══ EXERCISE INPUTS
PR #8, opened 2025-11-14
YPE-634 - BibleReader component

cameronapak:
> [!important]
> Watch the quick overview video here: https://share.cleanshot.com/t8DcnGxg

CleanShot 2025-11-14 at 16 08 44@2x

CleanShot 2025-11-14 at 16 08 47@2x

### DIFF
--- a/packages/ui/src/components/bible-version-picker.tsx
+++ b/packages/ui/src/components/bible-version-picker.tsx
@@ -115,13 +115,16 @@ function Root({
   );
 }
 
-export type TriggerProps = Omit<React.ComponentProps<typeof PopoverTrigger>, 'children'> & {
+export type BibleVersionPickerTriggerProps = Omit<
+  React.ComponentProps<typeof PopoverTrigger>,
+  'children'
+> & {
   children?:
     | React.ReactNode
     | ((props: { version: BibleVersion | null; loading: boolean }) => React.ReactNode);
 };
 
-function Trigger({ asChild = true, children, ...props }: TriggerProps) {
+function Trigger({ asChild = true, children, ...props }: BibleVersionPickerTriggerProps) {
   const { versionId, background } = useBibleVersionPickerContext();
   const { version, loading } = useVersion(versionId);
 
--- a/packages/ui/src/components/index.ts
+++ b/packages/ui/src/components/index.ts
@@ -1,6 +1,10 @@
 export { BibleChapterPicker, type RootProps, type TriggerProps } from './bible-chapter-picker';
 export { BibleReader, type BibleReaderRootProps } from './bible-reader';
-export { BibleVersionPicker, type BibleVersionPickerRootProps } from './bible-version-picker';
+export {
+  BibleVersionPicker,
+  type BibleVersionPickerRootProps,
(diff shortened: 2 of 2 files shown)


packages/ui/src/components/bible-reader.tsx
```diff
@@ -0,0 +1,214 @@
...
+import { Button } from './ui/button';
+import { cn } from '@/lib/utils';
+
+type BibleReaderContextType = {
+  book: string;
+  chapter: string;
+  versionId: number;
+  setBook: (book: string) => void;
+  setChapter: (chapter: string) => void;
+  setVersionId: (versionId: number) => void;
```
bmanquen: Should we match how React types setStates? Like this, `React.Dispatch<React.SetStateAction<string>>`

packages/ui/src/components/bible-reader.tsx
```diff
@@ -0,0 +1,214 @@
...
+          <p className="yv:text-balance yv:text-[0.75em] yv:text-center yv:text-muted-foreground">
+            {version.copyright_short}
+          </p>
+        </footer>
+      )}
+    </main>
+  );
+}
+
+function Toolbar({ border = 'top' }: { border?: 'top' | 'bottom' }) {
```
bmanquen: nit: do we need to pass the props as an object here since there is just one prop?

packages/ui/src/components/bible-version-picker.tsx
```diff
@@ -324,3 +333,4 @@ function Content() {
 }
 
 export const BibleVersionPicker = Object.assign({}, { Root, Trigger, Content });
+export type BibleVersionPickerRootProps = RootProps;
```
bmanquen: thought: do we need to export all prop types?

bmanquen (changes requested):
Great work!

packages/ui/src/components/bible-reader.tsx
```diff
@@ -0,0 +1,214 @@
+'use client';
+
+import { createContext, useContext, useMemo, type ReactNode } from 'react';
+import { useControllableState } from '@radix-ui/react-use-controllable-state';
```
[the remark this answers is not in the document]
cameronapak: I gently push back, because I do not think this is blocking. 

It says not intended, but 20 million weekly downloads of this npm package tells me it's safe. 

I use it because of https://www.components.build/state#merging-states

packages/ui/src/components/bible-reader.tsx
```diff
@@ -0,0 +1,214 @@
...
+          </BibleVersionPicker.Trigger>
+          <BibleVersionPicker.Content />
+        </BibleVersionPicker.Root>
+      </div>
+    </section>
+  );
+}
+
+export const BibleReader = Object.assign({}, { Root, Content, Toolbar });
+export type BibleReaderRootProps = RootProps;
```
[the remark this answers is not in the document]
cameronapak: I think so... https://github.com/youversion/platform-sdk-react/blob/main/packages/ui/src/components/index.ts seems to lean in that direction.

bmanquen (approved):

PR #24, opened 2025-11-17
chore(core): update language tests to use mws

birdwell:
Remove a dup test and a couple that are testing integration API things. 

Add mws support for the remaining tests.


cameronapak (approved):
LGTM. 

note: I recognize many vitest tests are failing. I assume this is due to the API being down

PR #30, opened 2025-11-18
test(core): mock all api endpoints used in tests

bmanquen:


packages/core/src/__tests__/authentication.test.ts
```diff
@@ -38,7 +38,7 @@ describe('AuthClient', () => {
         headers: {
           get: vi.fn((name: string) => (name === 'content-type' ? 'application/json' : null)),
         },
-      } as Response);
+      } as unknown as Response);
```
cameronapak: **question (non-blocking):** Did this work before as `as Response` versus `as unknown as Response`

packages/core/src/__tests__/handlers.ts
```diff
@@ -90,4 +104,88 @@ export const handlers = [
...
   }),
+
+  // Versions endpoints
+  http.get(`https://${apiHost}/v1/bibles`, () => {
+    return HttpResponse.json({
+      data: mockVersions,
+      next_page_token: null,
+      total_size: 14,
+    });
+  }),
```
cameronapak: **praise:** Nice. Good work on having the mock data separate to see the mocked endpoints so clearly

packages/core/src/__tests__/authentication.test.ts
bmanquen: It was but Typescript was giving me an error on it. I wonder if our Typescript doesn't check test files. Not sure why the typescript checks passed it.

PR #46, opened 2025-11-25
fix(ui): remove the need to import our css styles

bmanquen:
- Users had to import our css file and this caused post processing by the users build tools.
- This removes the need to import the css file and will fix the post processing issues that users were having.

This is a simplified solution based on the work that @cameronapak in #45.


mic-mart (commented):
See the codex comment on the PR and my response to it.
We need to ensure production builds won't break.

PR #68, opened 2025-12-14
feat(ui): Add footnotes to BibleTextView

bmanquen:
Single footnote:
image

Multiple footnotes:
image


mic-mart (approved):
Looks good for now. I think we have an opportunity to optimize the algorithm and protect against possible memory bloat with better cleanup, but let's move forward now and come back later if we need to optimize.

PR #86, opened 2025-12-20
feat(core): add pagination to getVersions endpoint

bmanquen:


packages/core/src/__tests__/languages.test.ts
```diff
@@ -32,7 +32,11 @@ describe('LanguagesClient', () => {
       const { success } = LanguageSchema.safeParse(languages.data[0]);
       expect(success).toBe(true);
       expect(languages.data).toHaveLength(20);
-      expect(languages.data.every((language) => language.countries?.includes('US'))).toBe(true);
+      /** This is not true, it will always return the number provided in page_size
+       *  and it will put the ones that have the country in their countries array
+       *  at the top of the list.
+       */
+      // expect(languages.data.every((language) => language.countries?.includes('US'))).toBe(true);
```
cameronapak: question (non-blocking): Hey, does this mean that the country filter does not work as intended in the API? Or is it just to say, or is it more of like a sort to sort to the top the country listed? 

I asked just so I can understand more.

cameronapak (approved):
Hey, good work! I approve this, and I think the code looks great. I had one question, and it was mainly just around a comment that was added so I could better understand, but to me that's non-blocking

packages/core/src/__tests__/languages.test.ts
bmanquen: It depends what the intended functionality is supposed to be. Maybe we need to check with someone. The functionality right now is that is just lists the languages that have the countries in them at the top but then it will continue to list languages even if the countries in the filter are not in the countries list on the language until the page_size is returned. I can show you or we can jump on a call for clarity if you want.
════
Locate and copy each line in the data above that includes the word "void".

+  setBook: (book: string) => void;
+  setChapter: (chapter: string) => void;
+  setVersionId: (versionId: number) => void;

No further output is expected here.